Supernatural is our modern term, for exerting power with no seeming connection between object and human except will. It's a metaphor grown out of the Industrial revolution. We even comfort ourselves that "primitive tribes" (and aside from a few cargo cults, there's no real evidence for it) would think our technology "magic" if they were to see it. But that's what we call magic; their culture may simply call it "power."
That's the connection between all those stories: access to power. It's what we've been seeking ever since we found energy sources that would give us machines of power, and since we found the power latent in petroleum, it has made us power mad, indeed. So our presentations of religion in popular culture, which amount to discussions of religion in the public square, turn on access to power and the use of power: power to control demons, or power to confront God, or just the old complaint that the gods don't listen and don't care, and won't share their power. What good is God, after all, if God won't share power?
And what if the omnipotent being whom we call by so many names, refuses to intervene when we need it most? What if it doesn’t know anything?Because knowledge, you know, is power. We think that's universal, too, except in the most famous case of the Oracle speaking for the gods, and of Tiresias speaking truth to power, Oedipus found knowledge left him powerless. If God won't intervene when we need it, if God won't even make a display of God's power, what good is God?
64:1 O that you would tear open the heavens and come down, so that the mountains would quake at your presence--
64:2 as when fire kindles brushwood and the fire causes water to boil-- to make your name known to your adversaries, so that the nations might tremble at your presence!
64:3 When you did awesome deeds that we did not expect, you came down, the mountains quaked at your presence.
Isaiah 64:1-3. Like I said, it's a very old question. And it's a very old demand: a demand that God display some power. Not that Isaiah continues in that vein:
64:4 From ages past no one has heard, no ear has perceived, no eye has seen any God besides you, who works for those who wait for him.
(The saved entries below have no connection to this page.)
PR #6389, opened 2025-10-09
fix(session-replay): Add detection for potential PII leaks disabling session replay

philprime:
## :scroll: Description

- Adds a check using the iOS runtime version and the `DTXcode` from the app's `Info.plist` to detect if the environment should be considered `dangerous` for PII.
- Apps built with Xcode 26 and running on iOS 26 will not start Session Replay due to PII concerns
- Adds a new option (should be deprecated as soon as fixed) to override the behavior.

While working on #6292 I noticed that standard SwiftUI components like `Text`, `Image`, `Label` are not properly masked. Further research has shown that this is caused by the masking/redaction logic not being able to detect sensitive views due to Apple changing the internal rendering logic with their release of _Liquid Glass_ on iOS 26.0.

Liquid Glass is only used by an app running on iOS 26.0 if the app was built with Xcode 26.0, therefore we can rule out apps built with older Xcode versions. This can be checked by looking at the `DT*` fields in the app's `Info.plist`.

The approach taken in this PR is defensive, meaning that we assume the runtime environment is dangerous for PII unless there are strong indicators it's safe. This approach should reduce the risk of PII being leaked by changes outside of our control, but it could cause session replay not being started even though it's safe ("better safe than sorry").

I am going to create a follow-up issue with more insight into the issue and link it here afterwards.

- I exported a sample app using Xcode 16.4 and using Xcode 26, then compared the `Info.plist` of the two apps to confirm the values of the field `DTXcode`. Using Xcode 16.4

image
[Info-iOS18.plist.xml](https://github.com/user-attachments/files/22799590/Info-iOS18.plist.xml)
[Info-iOS26.plist.xml](https://github.com/user-attachments/files/22799591/Info-iOS26.plist.xml)

- I ran the iOS-SwiftUI sample using Xcode 16.4 on iOS 26.0 simulator → session replay is enabled
- I ran the iOS-SwiftUI sample using Xcode 26.0 on iOS 26.0 simulator:
  - with `options.sessionReplay.disableInDangerousEnvironment = true` (default) → session replay is disabled
  - with `options.sessionReplay.disableInDangerousEnvironment = false` → session replay was enabled

## :pencil: Checklist

### DIFF
--- a/Sources/Swift/Helper/InfoPlist/SentryInfoPlistWrapper.swift
+++ b/Sources/Swift/Helper/InfoPlist/SentryInfoPlistWrapper.swift
@@ -2,8 +2,15 @@
 
     private let bundle: Bundle
 
-    public init(bundle: Bundle = Bundle.main) {
+    public override init() {
+        // We can not use defaults in the initializer because this class is used from Objective-C
+        self.bundle = Bundle.main
+        super.init()
+    }
+
+    public init(bundle: Bundle) {
         self.bundle = bundle
+        super.init()
     }
 
     // MARK: - Bridge to ObjC


Sources/Swift/Integrations/SessionReplay/SentryReplayOptions.swift
```diff
@@ -215,6 +216,17 @@ public class SentryReplayOptions: NSObject, SentryRedactOptions {
...
+    /**
+     * Due to internal changes with the release of Liquid Glass on iOS 26.0, the masking of text and images can not be reliably guaranteed.
+     *
+     * Therefore the session replay integration is disabled by default starting with `8.57.0` as a defensive mechanism.
+     *
+     * - Important: This flag allows to re-enable the session replay integration on iOS 26.0 and later, but please be aware that text and images may not be masked as expected.
+     *
+     * - Note: See [GitHub issues #1234](https://github.com/getsentry/sentry-cocoa/issue/1234) for more information.
+     */
+    public var disableInDangerousEnvironment: Bool
```
philippsuess: `h`: I am a bit unsure about the name of this property. I wouldn't add dangerous in the wording. I would rephrase it to reflect that we can't guarantee masking is reliable. Maybe something with reliable. Maybe we should also consider starting the naming with `enable...`, because that's how we usually do all the other options.

What about `enableInNonReliableEnvironment`? The environment isn't dangerous, but we can't reliable mask everything.

Sources/Swift/Integrations/SessionReplay/SentrySessionReplay.swift
```diff
@@ -73,6 +74,18 @@ import UIKit
             SentrySDKLog.debug("[Session Replay] Session replay is already running, not starting again")
             return 
         }
+        
+        // Detect if we are running on iOS 26.0 with Liquid Glass and disable session replay.
+        // This needs to be done until masking for session replay is properly supported, as it can lead
+        // to PII leaks otherwise.
+        if isRunningInDangerousEnvironment() {
+            if replayOptions.disableInDangerousEnvironment {
+                SentrySDKLog.fatal("[Session Replay] Detected environment potentially causing PII leaks, disabling Session Replay. To override this mechanism, set `options.disableInDangerousEnvironment` to `false`")
```
philippsuess: `m: I would change the wording to communicate that we can't reliably mask in this environment. Again, I would remove the word dangerous.

Sources/Swift/Integrations/SessionReplay/SentrySessionReplay.swift
```diff
@@ -369,7 +382,51 @@ import UIKit
             replayMaker.addFrameAsync(timestamp: timestamp, maskedViewImage: maskedViewImage, forScreen: screen)
         }
     }
+    
+    private func isRunningInDangerousEnvironment() -> Bool {
```
philippsuess: `h`: This could turn into a nightmare to maintain, because we might have to change the condition in here. If we suddenly can fix masking on liquid class, but detected somehting else that's `non-reliable / dangerous` we can't change the logic here without a breaking change. What about changing the logic to only detecting if we're running liquid glass?

Sources/Swift/Integrations/SessionReplay/SentrySessionReplay.swift
```diff
@@ -369,7 +382,51 @@ import UIKit
...
+        // 2. The app was built with Xcode < 26.0 (DTXcode < 2600)
+        
+        // First check: Are we even on iOS 26.0+?
+        guard #available(iOS 26.0, *) else {
+            // Not on iOS 26.0+ - safe to use Session Replay
+            return false
+        }
+        
+        // We're on iOS 26.0+ - assume dangerous unless proven otherwise
+        guard let infoDictionary = Bundle.main.infoDictionary else {
```
philippsuess: `m`: We could inject the infoDict somehow, so we can write proper unit tests for the logic here.

Sources/Swift/Integrations/SessionReplay/SentrySessionReplay.swift
```diff
@@ -369,7 +382,51 @@ import UIKit
...
+            // Can't read Info.plist - stay defensive
```
philippsuess: That makes sense 👍

Sources/Swift/Integrations/SessionReplay/SentrySessionReplay.swift
```diff
@@ -369,7 +382,51 @@ import UIKit
...
+            SentrySDKLog.debug("[Session Replay] Running on iOS 26.0+ but cannot read Info.plist - treating as dangerous")
```
philippsuess: `m`: I guess it's worth to know
```suggestion
            SentrySDKLog.warning("[Session Replay] Running on iOS 26.0+ but cannot read Info.plist - treating as dangerous")
```

Sources/Swift/Integrations/SessionReplay/SentrySessionReplay.swift
```diff
@@ -369,7 +382,51 @@ import UIKit
...
+        // Safety check 1: Is compatibility mode explicitly enabled?
+        if let requiresCompatibility = infoDictionary["UIDesignRequiresCompatibility"] as? Bool,
+           requiresCompatibility == true {
+            SentrySDKLog.debug("[Session Replay] Running on iOS 26.0+ with UIDesignRequiresCompatibility=YES - safe to use")
+            return false
+        }
+        
+        // Safety check 2: Was the app built with an older Xcode version?
+        // DTXcode format: Xcode 16.4 = "1640", Xcode 26.0 = "2600"
+        if let xcodeVersionString = infoDictionary["DTXcode"] as? String,
```
philippsuess: `h`: I'm unsure if the `DTXcode` ends up in all release builds and we can rely on it.

philprime:
From a sync between @philipphofmann and myself on Oct 10th 2025:

- Our main concern is user PII therefore we prefer to disable session replay in cases where masking is not reliable over session replay being available. This might cause SDK users to question why they are not receiving session replays, but we believe this is in their interest too.
- We move the `options.sessionReplay.enableInUnreliableEnvironment` to `options.experimental.enableInUnreliableEnvironment`
- The option is there to allow SDK users to overrule our detection of unreliable environment for the case they know it better than us
- This gives us more time to build a proper API because we want to ship a fix as soon as possible without having to consider all aspects of future-proofing this change (incl. backwards and forwards compatibility)
- We will remove the option most likely in a **future minor version**
- If an SDK user doesn't notice that we disabled session replay in a minor version for them, this can cause disruption. After consideration we did not find a intuitive way without causing too much friction to inform the developer at build time. Therefore we will only add warnings to these:
  - Release Notes
  - Changelog (in `v8.x` branch and link in v9 branch in `main`)
  - Troubleshooting Docs
- We will also add a link to v8 branch + v8 Changelog in the v9/`main` branch README.md
- We are going to release this hotfix as `8.57.0` after resetting the `v8.x` branch to the `8.56.2` commit + cherry-picking CI commits to be able to release the hotfix (@philipphofmann will take care of this).
- The changes of this PR will also be applied to v9 in a follow-up PR

kahest:
> * options.experimental.enableInUnreliableEnvironment

I think we should still include SR in the option name, maybe something like `options.experimental.enableSessionReplayInUnreliableEnvironment` because I assume/suggest we only use this for SR

kahest:
> * We are going to release this hotfix as `8.57.0`

why not `8.56.3` which would be an actual hotfix rather than a minor bump?

kahest:
> * If an SDK user doesn't notice that we disabled session replay in a minor version for them, this can cause disruption. After consideration we did not find a intuitive way without causing too much friction to inform the developer at build time.

because it's not mentioned in your comment - we'll still show a log message right?

philprime:
> I think we should still include SR in the option name, maybe something like options.experimental.enableSessionReplayInUnreliableEnvironment because I assume/suggest we only use this for SR

Fine for me, as it is going to be an experimental option we can reduce the usage scope to session replay. In case we want to repurpose it at some point we should keep the name broader.

> * We are going to release this hotfix as `8.57.0`

I would propose we go for a minor because it has quite some impact on the SDK user.

> because it's not mentioned in your comment - we'll still show a log message right?

Yes

philprime:
@cursor review
@sentry review

Sources/Swift/SentryExperimentalOptions.swift
```diff
@@ -30,7 +30,24 @@ public class SentryExperimentalOptions: NSObject {
...
+     * - The app was built with Xcode < 26.0 (DTXcode < 2600)
+     *
+     * - Important: This flag allows to re-enable the session replay integration on iOS 26.0 and later, but please be aware that text and images may not be masked as expected.
+     *
+     * - Note: See [GitHub issues #6389](https://github.com/getsentry/sentry-cocoa/issues/6389) for more information.
+     */
+    public var enableSessionReplayInUnreliableEnvironment = false
+
     /**
      * Logs are considered beta.
```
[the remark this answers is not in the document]
philprime: While this is true and we are not adhering to semantic versioning, as this is a experimental option used as a workaround it's fine.

CHANGELOG.md
```diff
@@ -1,7 +1,40 @@
 # Changelog
 
+## Unreleased
```
philprime, line 3: @kahest would appreciate your feedback on the wording of this warning at the unreleased changes and at the ones at previous releases.

I will also add these warnings to the Releases and to the v9/main branch

CHANGELOG.md
```diff
@@ -1,7 +1,40 @@
...
+- Session replay is now automatically disabled in environments with unreliable masking to prevent PII leaks (#6389)
+  - Detects iOS 26.0+ runtime with Xcode 26.0+ builds (DTXcode >= 2600)
+  - Detects missing or disabled `UIDesignRequiresCompatibility`
+  - Uses defensive approach: assumes unsafe unless proven safe
+- Add `options.experimental.enableSessionReplayInUnreliableEnvironment` to allow overriding the automatic disabling (#6389)
+
 ## 8.56.2
 
+> [!Warning]
+> Session Replay in this version does not correctly mask views when built with Xcode 26 and running on iOS 26 with Liquid Glass, which may lead to PII leaks. Please upgrade to 8.57.0 or later.
```
kahest: > Please upgrade to 8.57.0 or later

this suggests to me that it's working correctly in 8.57.0 or later - but it's only automatically deactivated there. I think it'd be better to refer to the GH issue for now and update with a fixed version later, OR change it to "Please refer to [release 8.57.0](add link here) for more information"

CHANGELOG.md
```diff
@@ -1,7 +1,40 @@
 # Changelog
 
+## Unreleased
+
+> [!Warning]
+> **Session Replay is disabled by default on iOS 26.0+ with Xcode 26.0+ to prevent PII leaks**
+>
+> Due to masking issues introduced by Apple's Liquid Glass rendering changes in iOS 26.0, session replay is now **automatically disabled** on apps running iOS 26.0+ when built with Xcode 26.0 or later. This is a defensive measure to protect user privacy and prevent potential PII leaks until masking is reliably supported.
```
kahest:
```suggestion
> Due to potential masking issues introduced by Apple's Liquid Glass rendering changes in iOS 26.0, Session Replay is now **automatically disabled** on apps running iOS 26.0+ when built with Xcode 26.0 or later. This is a defensive measure to protect user privacy and prevent potential PII leaks until masking is reliably supported.
```

CHANGELOG.md
```diff
@@ -1,7 +1,40 @@
...
+>
+> Session replay will work normally if:
```
kahest, line 10: did we try to also keep it enabled if `maskAllImages` AND `maskAllText` are both turned off?

philprime: Not yet, at this point we are disabling it in any case. Do you think making an exception for `maskAllImages = false` and `masksAllText = false` is reasonable? SDK users could still have special configurations with masking modifiers etc.

CHANGELOG.md
philprime: I agree it makes sense to mention the GH issue, but upgrading to v8.57.0 will be the solution we should propose to customers so they don't stop using session replay all together but only when the environment is unreliable. wdyt?

kahest: fair point - we can always go back and update the version once we have an actual fix

CHANGELOG.md
kahest: can custom masking rules also affected, meaning could liquid glass also break custom masking rules depending on how they're defined? if yes, then let's keep the way it is. if we can be reasonably sure that only auto-masking is affected, we could think about my suggestion

CHANGELOG.md
itaybre: I would mention that 8.57.0 does not fix the issue, but disabled the feature if there is a risk of PII leak

SentryTestUtils/TestInfoPlistWrapper.swift
```diff
@@ -0,0 +1,55 @@
...
+        switch result {
+        case .success(let value):
+            return value
+        case .failure(let error):
+            throw error
+        }
+    }
+
+    public var getAppValueBooleanInvocations = Invocations<(String, NSErrorPointer)>()
+    private var mockedGetAppValueBooleanReturnValue: [String: Result<Bool, NSError>] = [:]
```
itaybre: `l`: Personal opinion, but I prefer to keep the variable at the top of the class

SentryTestUtilsTests/TestInfoPlistWrapperTests.swift
```diff
@@ -0,0 +1,295 @@
...
+
+    // MARK: - getAppValueString(for:)
+
+    func testGetAppValueString_withoutMockedValue_shouldFailWithPreconditionFailure() throws {
+        // -- Arrange --
+        let sut = TestInfoPlistWrapper()
+        // Don't mock any value for this key
+
+        // -- Act --
+        let e = catchBadInstruction {
```
itaybre: `h`: Looks like this line fails on some tests

SentryTestUtilsTests/TestInfoPlistWrapperTests.swift
```diff
@@ -0,0 +1,295 @@
...
+
+    // MARK: - getAppValueBoolean(for:errorPtr:)
+
+    func testGetAppValueBoolean_withoutMockedValue_shouldFailWithPreconditionFailure() throws {
+        // -- Arrange --
+        let sut = TestInfoPlistWrapper()
+        // Don't mock any value for this key
+
+        // -- Act --
+        let e = catchBadInstruction {
```
itaybre: Same

Sources/Swift/Integrations/SessionReplay/SentrySessionReplay.swift
```diff
@@ -369,7 +388,86 @@ import UIKit
...
+        }
+
+        // Safety check 2: Was the app built with an older Xcode version?
+        // DTXcode format: Xcode 16.4 = "1640", Xcode 26.0 = "2600"
+        do {
+            let xcodeVersionString = try infoPlistWrapper.getAppValueString(
+                for: SentryInfoPlistKey.xcodeVersion.rawValue
+            )
+            if let xcodeVersion = Int(xcodeVersionString) {
+                if xcodeVersion < 2_600 {
```
itaybre: `l`: Feels like a magic number, can you add a name to the variable?

Sources/Swift/Integrations/SessionReplay/SentrySessionReplay.swift
```diff
@@ -369,7 +388,86 @@ import UIKit
...
+                }
+            } else {
+                SentrySDKLog.warning("[Session Replay] Found xcode version key but could not parse as Int: \(xcodeVersionString)")
+            }
+        } catch SentryInfoPlistError.mainInfoPlistNotFound {
+            // Can't read Info.plist - stay defensive
+            SentrySDKLog.warning("[Session Replay] Running on iOS 26.0+ but cannot read Info.plist - detected as unreliable")
+            return true
+        } catch SentryInfoPlistError.keyNotFound {
+            // Due to Objective-C using a return value of `nil` as an indicator for an error,
```
itaybre: A possible fallback is reading `LC_BUILD_VERSION` command from the main binary.

Tests/SentryTests/Helper/SentryInfoPlistWrapperTests.swift
```diff
@@ -0,0 +1,194 @@
...
+        // Assert
+        // If the key exists and is a boolean, it should work without error
+        // If the key doesn't exist, error should be set
+        if error == nil {
+            // Success case - value is valid
+            XCTAssertTrue(value == true || value == false, "Boolean value should be true or false")
+        } else {
+            // Key not found is acceptable for this test setup
+            XCTAssertTrue(error?.domain == "SentryInfoPlistError" || error != nil)
+        }
```
itaybre: Wouldn't it be better to inject a custom info.plist instead of relying on an error to know what to test?

It could break at some point and we won't notice

Tests/SentryTests/Integrations/SessionReplay/SentrySessionReplayTests.swift
```diff
@@ -551,6 +568,145 @@ class SentrySessionReplayTests: XCTestCase {
...
     }
+    
+    // MARK: - iOS 26 Liquid Glass Detection Tests
+    
+    func testStart_withIOS26WithLiquidGlass_withDefaultConfiguration_shouldNotStartSessionReplay() throws {
+        // This test will only run on iOS 26.0+
+        // It tests that session replay is blocked when Liquid Glass is detected
+        guard #available(iOS 26.0, *) else {
+            throw XCTSkip("Test is disabled for this OS version")
+        }
```
itaybre: `l`: Do we have a test that ensures it will be running if the OS < iOS26?

SentryTestUtils/TestInfoPlistWrapper.swift
philippsuess: I agree

SentryTestUtilsTests/TestInfoPlistWrapperTests.swift
```diff
@@ -0,0 +1,295 @@
...
+        let result1 = sut.getAppValueBoolean(for: "key1", errorPtr: &error1)
+
+        var error2: NSError?
+        let result2 = sut.getAppValueBoolean(for: "key1", errorPtr: &error2)
+
+        // -- Assert --
+        XCTAssertTrue(result1)
+        XCTAssertNil(error1)
+        XCTAssertTrue(result2)
+        XCTAssertNil(error2)
```
philippsuess: `l`: It would be nice to add a failure message for these asserts, as when they fail you have no clue what the problem is.

SentryTestUtilsTests/TestInfoPlistWrapperTests.swift
```diff
@@ -0,0 +1,295 @@
+import CwlPreconditionTesting
+@_spi(Private) @testable import Sentry
+@_spi(Private) @testable import SentryTestUtils
+import XCTest
+
+class TestInfoPlistWrapperTests: XCTestCase {
```
philippsuess, line 5: Thanks for adding tests for a test class 🥇

Sources/Sentry/SentryDependencyContainer.m
```diff
@@ -189,6 +189,7 @@ - (instancetype)init
             [[SentryDefaultRateLimits alloc] initWithRetryAfterHeaderParser:retryAfterHeaderParser
                                                          andRateLimitParser:rateLimitParser
                                                         currentDateProvider:_dateProvider];
+        _infoPlistWrapper = [[SentryInfoPlistWrapper alloc] init];
```
philippsuess, line 192: Nothing to worry about right now, but this has the downside of allocating a `SentryInfoPlistWrapper` even for users not using SR. I'm only adding this comment, because you want to fix the DependencyContainer at some point and this should be considered when you do this.

Sources/Swift/Helper/InfoPlist/SentryInfoPlistError.swift
```diff
@@ -0,0 +1,5 @@
+enum SentryInfoPlistError: Error {
```
philippsuess, line 1: `m`: I think we could put all the plist classes into a PlistInfo or something folder instead of the Helper folder.

Sources/Swift/Helper/InfoPlist/SentryInfoPlistKey.swift
```diff
@@ -0,0 +1,15 @@
+public enum SentryInfoPlistKey: String {
```
philippsuess: `h`: We miss `@objc @_spi(Private)` here. Is that intentional?

Sources/Swift/Helper/InfoPlist/SentryInfoPlistWrapper.swift
```diff
@@ -0,0 +1,40 @@
+@objc @_spi(Private) public class SentryInfoPlistWrapper: NSObject, SentryInfoPlistWrapperProvider {
+    // MARK: - Bridge to ObjC
+
+    public func getAppValueBoolean(for key: String, errorPtr errPtr: NSErrorPointer) -> Bool {
```
philippsuess, line 18: `m`: If I'm not mistaken we don't call this from ObjC anywhere anymore. Can't we remove the `NSErrorPointer`?

Sources/Swift/Helper/InfoPlist/SentryInfoPlistWrapper.swift
```diff
@@ -0,0 +1,40 @@
...
+        }
+        return value
+    }
+
+    // MARK: - Swift Implementation
+
+    private func getAppValue<T>(for key: String, type: T.Type) throws -> T? {
+        // As soon as this class is not consumed from Objective-C anymore, we can use this method directly to reduce
+        // unnecessary duplicate code. In addition this method can be adapted to use `SentryInfoPlistKey` as the type
+        // of the parameter `key`
```
philippsuess, line 42: `m`: I think we can already do that, as we're not using this class in ObjC, except for the dependency container.

Sources/Swift/Helper/InfoPlist/SentryInfoPlistWrapperProvider.swift
```diff
@@ -0,0 +1,27 @@
+@_spi(Private) @objc public protocol SentryInfoPlistWrapperProvider {
```
philippsuess, line 1: `m`: We only have one real implementation of this protocol, and of course the test wrapper.  Can't we subclass the real implementation with the test wrapper? Then we can ditch this one extra protocol.

Sources/Swift/Helper/InfoPlist/SentryInfoPlistWrapperProvider.swift
```diff
@@ -0,0 +1,27 @@
...
+    /**
+     * Retrieves a value from the app's `Info.plist` file for the given key and trys to cast it to a ``String``.
+     *
+     * - Parameter key: The key for which to retrieve the value from the `Info.plist`.
+     * - Throws: An error if the value cannot be cast to type ``String`` or ``SentryInfoPlistError.keyNotFound`` if the key was not found or the value is `nil`
+     * - Returns: The value associated with the specified key cast to type ``String``
+     * - Note: The return value can not be nullable, because a throwing function in Objective-C uses `nil` to indicate an error:
+     *
+     *       Throwing method cannot be a member of an '@objc' protocol because it returns a value of optional type 'String?'; 'nil' indicates failure to Objective-C
+     */
```
philippsuess, line 11: `l`: This is an internal class. IMO, we don't have to add detailed docs for this, because you can checkout the code and tests, and these docs tend to get out of date when the implementation changes

Sources/Swift/Integrations/SessionReplay/SentrySessionReplay.swift
```diff
@@ -369,7 +388,86 @@ import UIKit
             replayMaker.addFrameAsync(timestamp: timestamp, maskedViewImage: maskedViewImage, forScreen: screen)
         }
     }
+    
+    // swiftlint:disable:next cyclomatic_complexity function_body_length
+    private func isEnvironmentUnreliable() -> Bool {
```
philippsuess: `m`: I think we could move this method to an extra file to keep this class small. We can either create an extra class or (what I would prefer) create a static method in an extra file and only pass the `infoPlistWrapper` as a method parameter. This would also make it way easier to test this functionality in isolation.

Sources/Swift/Integrations/SessionReplay/SentrySessionReplay.swift
```diff
@@ -369,7 +388,86 @@ import UIKit
...
+                errorPtr: &error
+            )
+            if let error = error as Error? {
+                throw error
+            } else if requiresCompatibility {
+                SentrySDKLog.debug("[Session Replay] Running with UIDesignRequiresCompatibility set to YES - detected as reliable")
+                return false
+            } else {
+                SentrySDKLog.debug("[Session Replay] Running with UIDesignRequiresCompatibility is set to NO")
+            }
```
philippsuess: `m`: I think we could remove the NSError part and rely on Swift error handling to simplify the code.

Sources/Swift/Integrations/SessionReplay/SentrySessionReplay.swift
```diff
@@ -369,7 +388,86 @@ import UIKit
...
+        } catch SentryInfoPlistError.mainInfoPlistNotFound {
+            // Can't read Info.plist - stay defensive
+            SentrySDKLog.warning("[Session Replay] Running on iOS 26.0+ but cannot read Info.plist - detected as unreliable")
+            return true
+        } catch SentryInfoPlistError.keyNotFound {
+            // Due to Objective-C using a return value of `nil` as an indicator for an error,
+            // we need to throw an error when the key was not found
+            SentrySDKLog.debug("[Session Replay] No UIDesignRequiresCompatibility found in Info.plist")
+        } catch {
+            SentrySDKLog.error("[Session Replay] Failed to read Info.plist: \(error)")
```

64:5 You meet those who gladly do right, those who remember you in your ways. But you were angry, and we sinned; because you hid yourself we transgressed.
64:6 We have all become like one who is unclean, and all our righteous deeds are like a filthy cloth. We all fade like a leaf, and our iniquities, like the wind, take us away.
64:7 There is no one who calls on your name, or attempts to take hold of you; for you have hidden your face from us, and have delivered us into the hand of our iniquity.
64:8 Yet, O LORD, you are our Father; we are the clay, and you are our potter; we are all the work of your hand.
64:9 Do not be exceedingly angry, O LORD, and do not remember iniquity forever. Now consider, we are all your people.